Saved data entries
————————

PR #770, opened 2022-07-21
Feature element ancestors

Kevin-Dekker:
For large/deep dimensions, it could be more efficient to use the descendants-based method. Especially when checking non-leaf level elements for ancestors this method might have performance benefits.

image

### DIFF
--- a/TM1py/Services/ElementService.py
+++ b/TM1py/Services/ElementService.py
@@ -3,7 +3,7 @@ import json
 from typing import List, Union, Iterable, Optional, Dict, Tuple
 
 from requests import Response
-
+from mdxpy import MdxHierarchySet
 from TM1py.Exceptions import TM1pyRestException
 from TM1py.Objects import ElementAttribute, Element
 from TM1py.Services.ObjectService import ObjectService
@@ -648,3 +648,19 @@ class ElementService(ObjectService):
     def get_element_principal_name(self, dimension_name: str, hierarchy_name: str, element_name: str, **kwargs) -> str:
         element = self.get(dimension_name, hierarchy_name, element_name, **kwargs)
         return element.name
+
+    def element_is_descendant_of(self, dimension_name: str, hierarchy_name: str, descendant, ancestor,
+                                   max_depth: int = None):
+        if not self.get(dimension_name, hierarchy_name, ancestor).element_type == Element.Types.CONSOLIDATED:
+            raise ValueError('parent must be a consolidated element.')
+
+        return descendant in self.get_members_under_consolidation(dimension_name, hierarchy_name, ancestor, max_depth)
+
+    def element_is_parent_of(self, dimension_name: str, hierarchy_name: str, parent: str, child: str):
+        return parent in self.get_parents(dimension_name, hierarchy_name, child)
+
+    def element_is_ancestor_of(self, dimension_name: str, hierarchy_name: str, ancestor: str, member: str, mode: str):
+        return member in self.execute_set_mdx(
+            MdxHierarchySet(dimension_name, hierarchy_name).ancestors(member).to_mdx())
+
+    # mdx variant & TI process variant, get parents until root variant, drilldown vs drillup, get_ancestors in REST
--- a/TM1py/Services/ElementService.py
+++ b/TM1py/Services/ElementService.py
@@ -3,7 +3,7 @@ import json
 from typing import List, Union, Iterable, Optional, Dict, Tuple
 
 from requests import Response
-from mdxpy import MdxHierarchySet
+from mdxpy import MdxHierarchySet, Member
 from TM1py.Exceptions import TM1pyRestException
 from TM1py.Objects import ElementAttribute, Element
 from TM1py.Services.ObjectService import ObjectService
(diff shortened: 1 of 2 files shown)


MariusWirtz:
Thanks @Kevin-Dekker!

I understand that calculating the distance and using the precise DESCENDANTS function is faster in most scenarios.
Except for the last scenario "Layer 9 Product 3". I understand that this is because the relationship between the ancestor and child is simple and the initial overhead of retrieving the element levels in the DESCENDANTS approach doesn't pay off in terms of performance.

You mentioned that if the `ancestor` or `child` doesn't exist, the function returns an error. 
I tend to think that that is a good thing, but perhaps it's nice if we make this configurable.

For the `element_is_parent_of` function I guess @rclapp's approach is superior. Retrieving all parents could be expensive in a dimension where elements roll up into lots of consolidation. (e.g. date dimensions with YTD, MAT rollups).

I think it would be good to use mdxpy for the MDX building. It should take care of some of the edge cases like having a `]` in an element name.

MariusWirtz:
I am not sure if we should offer both approaches in the function if the DESCENDANTS approach is faster in most cases.
As a user, I think I would rather choose if potential not-existing elements raise an error.
What do you think @Kevin-Dekker, @rclapp?

rclapp:
In my testing I found that descendants was almost always slower than tm1drilldownmember (using a dimension of 2M elements). Regardless of what mdx function we use I would tend toward the simple implementation, the closer to TI the better. If users desire a more robust option it's easy for them to write it.

The exception path is an interesting one. In TI there seems to be no errors thrown even if the entire set of parameters refer to non existent objects. I started down that path, but realized that it would be problematic if we suppressed api level exceptions. So, I ended up with a compromise. Set expressions that refer to non existent members still work, and just return an empty set, and therefore a false (this is default api behavior). However, queries that use a non existent dimension raise an exception. I tried to add member checking, but decided to remove it since the api call does actually work.

Sent from my mobile device



On Jul 21, 2022 8:05 AM, Marius Wirtz ***@***.***> wrote:

I am not sure if we should offer both approaches in the function if the DESCENDANTS approach is faster in most cases.
As a user, I think I would rather choose if potential not-existing elements raise an error.
What do you think @Kevin-Dekker<https://github.com/Kevin-Dekker>, @rclapp<https://github.com/rclapp>?

-

rclapp:
On the performance side, there is a gain using the cardinality to tell you if the relationship exists so I recommend we stick with that implementation.

On the MDX side, as you stated, it is the distance that drives the performance. Whenever the distance includes "BEFORE" the performance takes a real hit. The MDX defaults are the worse performing of the them all , SELF_BEFORE_AFTER. I am fine changing to Descendants if we know the permutation that preforms the best. 

TBH, I tend to avoid using it because it is so overloaded and not super intuitive.

MariusWirtz:
> On the performance side, there is a gain using the cardinality to tell you if the relationship exists so I recommend we stick with that implementation.

Agree!

> On the MDX side, as you stated, it is the distance that drives the performance. Whenever the distance includes "BEFORE" the performance takes a real hit. The MDX defaults are the worse performing of the them all , SELF_BEFORE_AFTER. I am fine changing to Descendants if we know the permutation that preforms the best.

Do you mean retrieve the (TM1) levels of the elements, calculate and distance and limit the expansion in the `DESCENDANTS` as @Kevin-Dekker suggested? 
I would be very interested to learn if this speeds things up in your test case as well.

I agree. We could probably use a flag that performs better than the "SELF_BEFORE_AFTER" since we already know the distance between ancestor and child.

rclapp:
I ran a few tests and DESCENDANTS is 2x longer when testing against the full structure of the tree. Level 2 vs Level 0.

- `INTERSECT({TM1DRILLDOWNMEMBER({[Big Dim].[Big Dim].[All Divisors]}, ALL, RECURSIVE)}, {[Big Dim].[Big Dim].[5]})` 7.9s

Taking the level of the element being tested
- `INTERSECT({DESCENDANTS([Big Dim].[Big Dim].[All Divisors], [Big Dim].[Big Dim].[5].level)}, {[Big Dim].[Big Dim].[5]}) `12.2s

Taking calculating the difference between the elements (= 2 - 0)

- `INTERSECT({DESCENDANTS([Big Dim].[Big Dim].[All Divisors], 2)}, {[Big Dim].[Big Dim].[5]}) ` 12.3s

However, when testing a 1 level drill Descendants is faster. 
- `INTERSECT({TM1DRILLDOWNMEMBER({[Big Dim].[Big Dim].[All Divisors]}, ALL, RECURSIVE)}, {[Big Dim].[Big Dim].[Div by 3]})` 6s

- `INTERSECT({DESCENDANTS([Big Dim].[Big Dim].[All Divisors], [Big Dim].[Big Dim].[div by 3].level)}, {[Big Dim].[Big Dim].[div by 3]})` 1.2s

rclapp:
Using the API to request levels takes about a second each as well.

Kevin-Dekker:
Interesting findings! I think they are in line with my tests & expectations; the descendant method is slower than the drilldown method on ancestor-element tuples where the element is leaf level, but faster when the element is above leaf level. 

I ran some extra tests using the same dimension as @rclapp. The tests (n=20 per element) confirm this:
image
_run time on x-axis_

Further, I agree with the objective to keep it simple for the user, but I kept the method choice in because the runtime of this function might be essential. 

If the descendants method is really less efficient to retrieve leaf level elements, we could retrieve the element level and in case it's leaf use drilldown else use descendants, this has the following test (n=20 per element) results:
image

Note that there are some outliers in the graphs due to the small sample size. 

The descendant method does seem to add value with big/deep dimensions when the element in question is not leaf. 
What are your thoughts?

rclapp:
I think exposing the method makes sense. We could pick a default so users that are not so performance focused can get started faster.

We can abstract the method used in the query by adding a parameter here https://github.com/cubewise-code/tm1py/pull/767/files#:~:text=def%20_build_drill_intersection_mdx(self%2C%20dimension_name%3A%20str%2C%20hierarchy_name%3A%20str%2C%20first_element_name%3A%20str%2C

Then just expose that option in the public method and compare it to an ENUM

class MDXDrillMethod(Enum):
    TM1DrillDownMember= "TM1DRILLDOWNMEMBER"
    Descendants = "DESCENDANTS"


From: Kevin-Dekker ***@***.***>
Date: Thursday, July 21, 2022 at 1:15 PM
Cc: "Clapp, Ryan" ***@***.***>, Mention ***@***.***>
Subject: Re: [cubewise-code/tm1py] Feature element ancestors (PR #770)


Interesting findings! I think they are in line with my tests & expectations; the descendant method is slower than the drilldown method on ancestor-element tuples where the element is leaf level, but faster when the element is above leaf level.

I ran some extra tests using the same dimension as @rclapp<https://github.com/rclapp>. The tests (n=20 per element) confirm this:
[image]<https://user-images.githubusercontent.com/101728567/180270570-7ff3ff14-19c4-4827-9328-6d16143504db.png>
run time on x-axis

Further, I agree with the objective to keep it simple for the user, but I kept the method choice in because the runtime of this function might be essential.

If the descendants method is really less efficient to retrieve leaf level elements, we could retrieve the element level and in case it's leaf use drilldown else use descendants, this has the following test (n=20 per element) results:
[image]<https://user-images.githubusercontent.com/101728567/180263313-1a75207c-b7dd-4805-a522-5fd9a09aea3c.png>

Note that there are some outliers in the graphs due to the small sample size.

The descendant method does seem to add value with big/deep dimensions when the element in question is not leaf.
What are your thoughts?

MariusWirtz:
I merged #767 already.
@Kevin-Dekker please rebase this one on the current master. 

An Enum to choose between the two approaches sounds reasonable.

If we offer two different MDX approaches, I think they should behave consistently regarding nonexisting elements.

I wonder if we should default to the approach that is performing better on leaves _(testing leaves seems the more common use case to me)_ or instead, check the type of the second element and then default to the approach that is more appropriate?

rclapp:
I'm working on the enum, but found that descendants needs some work in mdxpy so I am doing that too.

Sent from my mobile device

On Jul 22, 2022 8:20 AM, Marius Wirtz ***@***.***> wrote:

I merged #767<https://github.com/cubewise-code/tm1py/pull/767> already.
@Kevin-Dekker<https://github.com/Kevin-Dekker> please rebase this one on the current master.

An Enum to choose between the two approaches sounds reasonable.

If we offer two different MDX approaches, I think they should behave consistently regarding nonexisting elements.

I wonder if we should default to the approach that is performing better on leaves (testing leaves seems the more common use case to me) or instead, check the type of the second element and then default to the approach that is more appropriate?

-

MariusWirtz:
closed in favor of #771

PR #771, opened 2022-07-25
Update Element Parent and Ancestor methods

rclapp:
Added the ability to select different methods for the Element functions. This requires an update to MDXpy

### DIFF
--- a/TM1py/Services/ElementService.py
+++ b/TM1py/Services/ElementService.py
@@ -4,13 +4,19 @@ from typing import List, Union, Iterable, Optional, Dict, Tuple
 
 from requests import Response
 
-from TM1py.Exceptions import TM1pyRestException
+from TM1py.Exceptions import TM1pyRestException, TM1pyException
 from TM1py.Objects import ElementAttribute, Element
 from TM1py.Services.ObjectService import ObjectService
 from TM1py.Services.RestService import RestService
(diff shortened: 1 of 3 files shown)


TM1py/Services/ElementService.py
```diff
@@ -659,14 +664,22 @@ def _get_mdx_set_cardinality(self, mdx: str) -> int:
...
 
         first_member = Member.of(dimension_name, hierarchy_name, first_element_name)
         second_member = Member.of(dimension_name, hierarchy_name, second_element_name)
-        mdx = MdxHierarchySet.members([first_member]).tm1_drill_down_member(all=True, recursive=recursive)\
-            .intersect(MdxHierarchySet.members([second_member])).to_mdx()
 
+        if not hasattr(MDXDrillMethod, mdx_method.upper()):
+            raise TM1pyException('Invalid MDX Drill Method Specified, Options: TM1DrillDownMember or Descendants')
+        elif MDXDrillMethod.DESCENDANTS.name == mdx_method.upper():
+            mdx = MdxHierarchySet.members([first_member]).tm1_drill_down_member(all=True, recursive=recursive) \
```
MariusWirtz, line 677: @rclapp I think we should use `descendants` here in this condition and `tm1_drill_down_member` in the elif below.

MariusWirtz:
Thanks, @rclapp, and @Kevin-Dekker!

I will add a comment to the `element_is_ancestor` function about when to use which MDX.

PR #773, opened 2022-07-27
Introduce new method in `element_is_ancestor` function: `TI`

MariusWirtz:


MariusWirtz:
@rclapp or @Kevin-Dekker if you have time, please review the PR and approve

rclapp:
Few questions
1) Do we want to check if the Hierarchy/Dim/Element exists? That seems like extra overhead. TI allows invalid elements, hierarchies, and dims. Returning False if objects don't exist. Do these checks match other methods in TM1py?

2) Are there risks to using TI debugging like this? While it may be faster It may have unintended locking consequences and could carry risks if the script drops its connection and the server is left debugging a TI.

MariusWirtz:
Thanks for the feedback!

> * Do we want to check if the Hierarchy/Dim/Element exists? That seems like extra overhead. TI allows invalid elements, hierarchies, and dims. Returning False if objects don't exist. Do these checks match other methods in TM1py?

in the proposed code I did as few additional checks as possible, while ensuring the 3 approaches have the same behaviour.
- In the `TM1DrillDownMember` case no additional checks are done. 
- In the `TI` case one additional check is done only if the TI function returns False.
- In the `Descendants` case, one additional check is done only if the Element exists check is False.

If we don't do these checks the functions would behave differently in the scenarios of Element doesn't exist or Dimension doesn't exist etc.

> * Are there risks to using TI debugging like this? While it may be faster It may have unintended locking consequences and could carry risks if the script drops its connection and the server is left debugging a TI.

Yes. I would say there are risks associated with using TI debugging like this. I will do more heavy testing before merging it. While potentially risky, the approach can be quite rewarding in scenarios with large dimensions.
With the dimension you posted in #758 the `ti` approach is 10x faster than the `TM1DrillDownMember` approach.
Now that you say it like this I tend to think the arguments against using debugging in production are quite strong.

MariusWirtz:
OK. Instead of debugging we can call the `ELISANC` function in an unbound TI and terminate with Either ProcessQuit or normally depending on whether the `ELISANC` result is 1 or 0.

I will push another commit. Then we get the performance of TI without the drawbacks of using debugging.

rclapp:
Looks better now

MariusWirtz:
> Looks better now

Thanks. Using it as the default method now if the user has admin permissions.

rclapp:
ARC Console also supports this, but in a slightly different way.

POST  ExecuteProcessWithReturn?$expand=ErrorLogFile

Payload: {"Process":
{"Name":"TIConsole",
"PrologProcedure":"function = ELISANC('Big Dim', 'Div by 33', '3');
itemreject(expand('%function%'));"
}}

GET  ErrorLogFiles('TM1ProcessError_20220727153020_36212908_.log')/Content

Error: Prolog procedure line (1):      0.000

I would bet the log file way would slow it down a lot but I figured I would share

Issue #764, opened 2022-07-18
Add Multiple Break Points


ianboltz:
**Describe what did you try to do with TM1py**
I am using add break point on a process to debug, but I would like to add multiple in a single call

**Describe what's not working the way you expect**
Didn't get the expected result? Describe:
1. Add break point is singular, I want to be able to pass a range, or list of points to add in a single call

adscheevel:
That should be feasible, in the meantime you can nest the add breakpoint call in a FOR loop that iterates through a list of breakpoint objects.

MariusWirtz:
Fixed with #791 and #800

PR #791, opened 2022-08-19
Breakpoint refactor & new functions

adscheevel:
I updated the ProcessDebugBreakpoint object and debug_add_breakpoint function to be able to add multiple breakpoints as requested in issue:https://github.com/cubewise-code/tm1py/issues/764.

I also added some new functions for getting current breakpoint details like procedure and current line number as well as new step_in function to complement the step_over, step_out, and continue functions

I shamefully did **not** update any tests around the breakpoint.


MariusWirtz:
Thanks for the changes @adscheevel

I will merge and make a few small enhancements. I think I would create a separate function to add multiple breakpoints `debug_add_breakpoints` and I will try to add some test cases.

PR #792, opened 2022-08-19
Element functions

adscheevel:
I've added new functions to element service for string and numeric elements. I've also added a `get_parents_all_elements` function which is similar to `get_parents` but instead of taking an element argument, will return parents for all elements in dim.

I've taken a stab at the tests for these new functions. I wrapped all of the string element testing in one function because I add a string function to test and then immediately delete. This seemed better than adding it when the class is created, seemed like it could mess up some other tests.

### DIFF
--- a/TM1py/Services/ElementService.py
+++ b/TM1py/Services/ElementService.py
@@ -112,6 +112,21 @@ class ElementService(ObjectService):
         response = self._rest.GET(url, **kwargs)
         return [e["Name"] for e in response.json()['value']]
 
+    def get_numeric_elements(self, dimension_name: str, hierarchy_name: str, **kwargs) -> List[Element]:
+        url = format_url(
+            "/api/v1/Dimensions('{}')/Hierarchies('{}')/Elements?$expand=*&$filter=Type eq 1",
+            dimension_name,
+            hierarchy_name)
+        response = self._rest.GET(url, **kwargs)
+        return [Element.from_dict(element) for element in response.json()["value"]] 
+
+    def get_numeric_element_names(self, dimension_name: str, hierarchy_name: str, **kwargs) -> List[str]:
+        url = format_url("/api/v1/Dimensions('{}')/Hierarchies('{}')/Elements?$select=Name&$filter=Type eq 1",
+                         dimension_name,
+                         hierarchy_name)
+        response = self._rest.GET(url, **kwargs)
+        return [e["Name"] for e in response.json()['value']]
+
     def get_element_names(self, dimension_name: str, hierarchy_name: str, **kwargs) -> List[str]:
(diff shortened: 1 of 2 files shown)


TM1py/Services/ElementService.py
```diff
@@ -652,6 +713,15 @@ def get_parents(self, dimension_name: str, hierarchy_name: str, element_name: st
 
         return [record["Name"] for record in response.json()["value"]]
 
+    def get_parents_all_elements(self, dimension_name: str, hierarchy_name: str, **kwargs) -> List[str]:
```
MariusWirtz, line 716: the type hint for the return value should be Dict[str, str] I think

TM1py/Services/ElementService.py
```diff
@@ -135,6 +180,22 @@ def get_number_of_leaf_elements(self, dimension_name: str, hierarchy_name: str,
...
+            hierarchy_name)
+        response = self._rest.GET(url, **kwargs)
+        return int(response.text)
+
+    def get_number_of_string_elements(self, dimension_name: str, hierarchy_name: str, **kwargs) -> int:
+        url = format_url(
+            "/api/v1/Dimensions('{}')/Hierarchies('{}')/Elements/$count?$filter=Type eq 2",
+            dimension_name,
+            hierarchy_name)
+        response = self._rest.GET(url, **kwargs)
```
MariusWirtz, line 196: Did you verify that the response contains only the number and no actual elements in the JSON?

TM1py/Services/ElementService.py
MariusWirtz: Nice function. Definitely useful. 

Let's call it `get_parents_of_all_elements`. Then it's more in line with existing functions like `get_number_of_elements`, `get_attribute_of_elements`

TM1py/Services/ElementService.py
adscheevel: Yep, verified only number returned in response. This is copy of the `get_number_of_leaf_elements` function with the filter value being modified.

TM1py/Services/ElementService.py
adscheevel: Thanks for the pointer on the return value, fixed with https://github.com/cubewise-code/tm1py/pull/792/commits/6d66c211c833443f9d3f3500e986716e31b6242a

Good call, function renamed with https://github.com/cubewise-code/tm1py/pull/792/commits/6d66c211c833443f9d3f3500e986716e31b6242a and test case with https://github.com/cubewise-code/tm1py/pull/792/commits/0fe40b946a19ffadb11b91a29afcce275966f269

MariusWirtz:
Nice work @adscheevel Thanks!

Issue #209, opened 2019-04-11
Section 8.10.2 Existing Device Described with a Thing Description is too restrictive


mlagally:
"8.10.2 Existing Device Described with a Thing Description" contains the following sentence:

It is also possible to support existing IoT devices or services in the WoT and integrate them with other WoT Things by writing a Thing Description for them. __This can only be done however if the target device is using protocols eligible for WoT Protocol Bindings.__

This is too restrictive and limits the usefulness of WoT. It is possible to define protocol bindings for new protocols, the system is extensible. It is also possible to use a device from WoT by creating a protocol adapter on a gateway / proxy.

mmccool:
See PR https://github.com/w3c/wot-architecture/pull/273

mkovatsc:
Was merged via CR-candidate-1.

PR #273, opened 2019-05-01
Clarify use of existing devices (Issue #209)

mmccool:
Addresses Issue https://github.com/w3c/wot-architecture/issues/209.


mlagally:
@mmccool In PR https://github.com/w3c/wot-architecture/pull/271 you did an update to the figures as well. Are they different?

mlagally:
approved in call on May 2nd

PR #287, opened 2019-05-03
Mark up all assertions

mmccool:
Mark up all RFC2119 assertions so they can be recovered to generate an implementation report.
A few assertions have been reworded to avoid compound sentences or ambiguous pronoun usage.


mlagally:
I checked the rendered version at:
https://cdn.staticaly.com/gh/mmccool/wot-architecture/assertion-markup/index.html?env=dev
Merging since the changes are purely editorial

PR #288, opened 2019-05-05
Remove direct refs to sec best practices and testing docs

mmccool:
Addresses issue https://github.com/w3c/wot-architecture/issues/284.   Also a few other editorial changes to avoid using citations as nouns, which is considered bad form (just to the citations to wot-security, there may be others that do this, but we can defer fixing these until after CR, it is an purely editorial issue).

### DIFF
--- a/index.html
+++ b/index.html
@@ -71,7 +71,7 @@
                 publisher : "IETF",
                 date : "03 July 2017"
             },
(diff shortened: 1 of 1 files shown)


mkovatsc:
Looks good to merge.

mkovatsc:
Please merge so we can continue working without tons of merge conflicts.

————————

**Task item:**
Copy the entries above exactly, but only from the line holding "-from mdxpy import MdxHierarchySet" through the line holding "Thanks @Kevin-Dekker!", both included.

**Answer section:**
-from mdxpy import MdxHierarchySet
+from mdxpy import MdxHierarchySet, Member
 from TM1py.Exceptions import TM1pyRestException
 from TM1py.Objects import ElementAttribute, Element
 from TM1py.Services.ObjectService import ObjectService
(diff shortened: 1 of 2 files shown)


MariusWirtz:
Thanks @Kevin-Dekker!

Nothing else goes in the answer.